▶ **Input**:
-*-
PR #536, opened 2020-08-06
[cudamapper] Create public interface for IndexDescriptor class

### LINKED ISSUE #517: [cudamapper] Expose IndexDescriptor in public interface
`IndexDescriptor` is currently not part of public interface. During implementation of cudamapper sample (#508. #340) it turned out that `IndexDescriptor` would be useful in other implementations of cudamapper as well.

Expose `IndexDescriptor` in public interface, probably in the same way e.g. `Matcher` is exposed.

nvvishanthi:
- Creates a new class for the interface called IndexDescriptorBase.
- Refactor sample_cudamapper to use the public interface classes/functions

closes #517


nvvishanthi:
@mimaric I'm still working through refactoring the caching code to use the public interface as well as removing an instance of code duplication for `group_reads_into_indices()`, but I wanted to make sure that whatever I moved to the public interface is ok.

nvvishanthi:
>All it does is provide first_read and number_of_reads values. It also generates a hash from the two, but that doesn't seem to be used anywhere, or is it?
@ahehn-nv the hashing stuff is specifically in caching code (see `cudamapper/src/index_cache.cu`), so how we cache indices would need some modification.

I would support making this a simple struct (I think we could also stuff the hash-related parts into the struct, right?).

>Alternatively, we could get rid of first_read and number_of_reads in the public interface and make create_index() take an IndexDescriptor as parameter instead
If we can reconcile this with the index caching that requires the hash, then this is also fine. I'll leave it up to @tijyojwad and @mimaric, as to what the best solution would be

cudamapper/include/claraparabricks/genomeworks/cudamapper/index.hpp
```diff
@@ -187,6 +187,46 @@ class IndexHostCopyBase
                                                            const cudaStream_t cuda_stream = 0);
 };
 
+/// IndexDescriptorBase - An "almost an Index" class from which an index can be created.
+/// Every Index is defined by its first read and the number of reads.
+class IndexDescriptorBase
+{
+public:
+    /// \brief destructor
+    ~IndexDescriptorBase() = default;
```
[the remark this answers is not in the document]
nvvishanthi: Ah got it, thanks :). Fixed

cudamapper/src/index_descriptor.hpp
```diff
@@ -48,13 +49,13 @@ class IndexDescriptor
     ~IndexDescriptor() = default;
```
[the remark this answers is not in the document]
nvvishanthi: Fixed

nvvishanthi:
rerun tests

ahehn-nv:
> @ahehn-nv the hashing stuff is specifically in caching code (see `cudamapper/src/index_cache.cu`), so how we cache indices would need some modification.

Ok, if the hash is not removed, then it should be a class imo, since the data in the hash is tightly coupled to the other two elements. So let's leave it as it is.

cudamapper/include/claraparabricks/genomeworks/cudamapper/index.hpp
```diff
@@ -187,6 +187,46 @@ class IndexHostCopyBase
...
+
+    /// \brief returns hash value
+    virtual std::size_t get_hash() const = 0;
+
+    /// \brief generates a mapping of (k,w)-kmer-representation to all of its occurrences for one or more sequences
+    /// \param first_read The first read for the index descriptor
+    /// \param number_of_reads The number of reads until the end of the current index
+    /// \return instance of an IndexDescriptor
+    static std::unique_ptr<IndexDescriptorBase>
+    create_index_descriptor(read_id_t first_read, number_of_reads_t number_of_reads);
```
ahehn-nv, line 212: This function is only declared, but not defined.
Do we want users to create custom index descriptors?
So far they seem to taken from `group_reads_into_descriptors` only.

cudamapper/src/index.cu
```diff
@@ -64,6 +65,49 @@ std::unique_ptr<IndexHostCopyBase> IndexHostCopyBase::create_cache(const Index&
                                            cuda_stream);
 }
 
+std::unique_ptr<IndexDescriptorBase> create_index_descriptor(read_id_t first_read,
```
ahehn-nv, line 68: Why not just use the `std::make_unique<IndexDescriptor>(first_read, number_of_reads);`, directly in the `group_reads_into_descriptors()` function?

mimaric:
@nvvishanthi `IndexDescriptorHash` has to be a separate struct/class unless we want to have `IndexDescriptor::operator()` return hash value, which sounds confusing.

@ahehn-nv I like the idea of `Index` accepting `IndexDescriptor` instead of `first_read` and `number_of_reads explicitly`, but it should probably be done in a separate PR. I created #539 to track it.

cudamapper/include/claraparabricks/genomeworks/cudamapper/index.hpp
```diff
@@ -187,6 +187,46 @@ class IndexHostCopyBase
                                                            const cudaStream_t cuda_stream = 0);
 };
 
+/// IndexDescriptorBase - An "almost an Index" class from which an index can be created.
```
mimaric, line 190: I would remove this sentence, `IndexDescriptor` only defines which reads go into `Index`, but a `FastaParser` is needed as well in order to create an `Index`

cudamapper/include/claraparabricks/genomeworks/cudamapper/index.hpp
```diff
@@ -187,6 +187,46 @@ class IndexHostCopyBase
...
+    /// \brief getter
+    virtual read_id_t first_read() const = 0;
+
+    /// \brief getter
+    virtual number_of_reads_t number_of_reads() const = 0;
+
+    /// \brief returns hash value
+    virtual std::size_t get_hash() const = 0;
+
+    /// \brief generates a mapping of (k,w)-kmer-representation to all of its occurrences for one or more sequences
```
mimaric, line 207: copy-paste?

cudamapper/include/claraparabricks/genomeworks/cudamapper/index.hpp
```diff
@@ -187,6 +187,46 @@ class IndexHostCopyBase
...
+    /// \param first_read The first read for the index descriptor
+    /// \param number_of_reads The number of reads until the end of the current index
+    /// \return instance of an IndexDescriptor
```
mimaric, line 210: You mean `IndexDescriptorBase`?

cudamapper/include/claraparabricks/genomeworks/cudamapper/index.hpp
```diff
@@ -187,6 +187,46 @@ class IndexHostCopyBase
...
+    std::size_t operator()(const IndexDescriptorBase& index_descriptor) const;
+};
+
+/// \brief returns a vector of IndexDescriptors in which the sum of basepairs of all reads in one IndexDescriptor is at most max_basepairs_per_index
+/// If a single read exceeds max_chunk_size it will be placed in its own IndexDescriptor.
+///
+/// \param parser parser to get the reads from
+/// \param max_basepairs_per_index the maximum number of basepairs in an IndexDescriptor
+/// \return vector of pointers to IndexDescriptors
+std::vector<std::unique_ptr<IndexDescriptorBase>> group_reads_into_descriptors(const io::FastaParser& parser,
```
mimaric, line 228: Should this be placed in `cudamapper/include/claraparabricks/genomeworks/cudamapper/utils.hpp` or somewhere similar?

cudamapper/include/claraparabricks/genomeworks/cudamapper/index.hpp
```diff
@@ -187,6 +187,46 @@ class IndexHostCopyBase
...
+    /// \brief generates a mapping of (k,w)-kmer-representation to all of its occurrences for one or more sequences
+    /// \param first_read The first read for the index descriptor
+    /// \param number_of_reads The number of reads until the end of the current index
+    /// \return instance of an IndexDescriptor
+    static std::unique_ptr<IndexDescriptorBase>
+    create_index_descriptor(read_id_t first_read, number_of_reads_t number_of_reads);
+};
+
+/// IndexDescriptorHash - operator() calculates hash of a given IndexDescriptor
+struct IndexDescriptorHash
```
mimaric, line 216: Do we want this to be exposed in public interface as well? If yes should this then be `IndexDescriptorHashBase`? I think we are hitting the limit of our design where public interface in header-only + `std::unique_ptr<FooBase> create_foo(....)`

mimaric (changes requested):
I think we are generally hitting the limit of our public interface design. I think that the idea Lars had when he was setting up the project was to have the public interface only expose large building blocks.

We should reconsider the whole header-only + `std::unique_ptr<FooBase> create_foo(....)` approach as we keep trying to find ways to avoid it, we usually indicated inadequate architecture

cudamapper/include/claraparabricks/genomeworks/cudamapper/index.hpp
nvvishanthi: I figured that since this was index-related that it would be more appropriate to put into the index header. Though I don't have a strong reason why it shouldn't be in utils.hpp. The only thing that I have in there are the print_paf/print_bam functions

cudamapper/include/claraparabricks/genomeworks/cudamapper/index.hpp
nvvishanthi: I could move this into the internal headers. I suppose a user might want to define the hashing scheme differently, if they needed one

cudamapper/include/claraparabricks/genomeworks/cudamapper/index.hpp
nvvishanthi: removed

cudamapper/include/claraparabricks/genomeworks/cudamapper/index.hpp
nvvishanthi: removed in latest version

cudamapper/include/claraparabricks/genomeworks/cudamapper/index.hpp
nvvishanthi: removed

cudamapper/include/claraparabricks/genomeworks/cudamapper/index.hpp
nvvishanthi: removed in favor of exposing the IndexDescriptor class directly, as discussed previously

cudamapper/include/claraparabricks/genomeworks/cudamapper/index.hpp
nvvishanthi: Moved to utils.hpp. I looked it over again, and it looks cudapoa exposes batching functions as a "utils" function. So like you said, that looks like the better thing to do

cudamapper/src/index.cu
nvvishanthi: removed in favor of using the class directly.

ahehn-nv (approved):
Looks good to me now.

mimaric (approved):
-*-
▶ **Exercise goal**: From the start of the data to the line that holds "- Creates a", retype each line exactly, with both ends included.

▶ **Answer**:
PR #536, opened 2020-08-06
[cudamapper] Create public interface for IndexDescriptor class

### LINKED ISSUE #517: [cudamapper] Expose IndexDescriptor in public interface
`IndexDescriptor` is currently not part of public interface. During implementation of cudamapper sample (#508. #340) it turned out that `IndexDescriptor` would be useful in other implementations of cudamapper as well.

Expose `IndexDescriptor` in public interface, probably in the same way e.g. `Matcher` is exposed.

nvvishanthi:
- Creates a new class for the interface called IndexDescriptorBase.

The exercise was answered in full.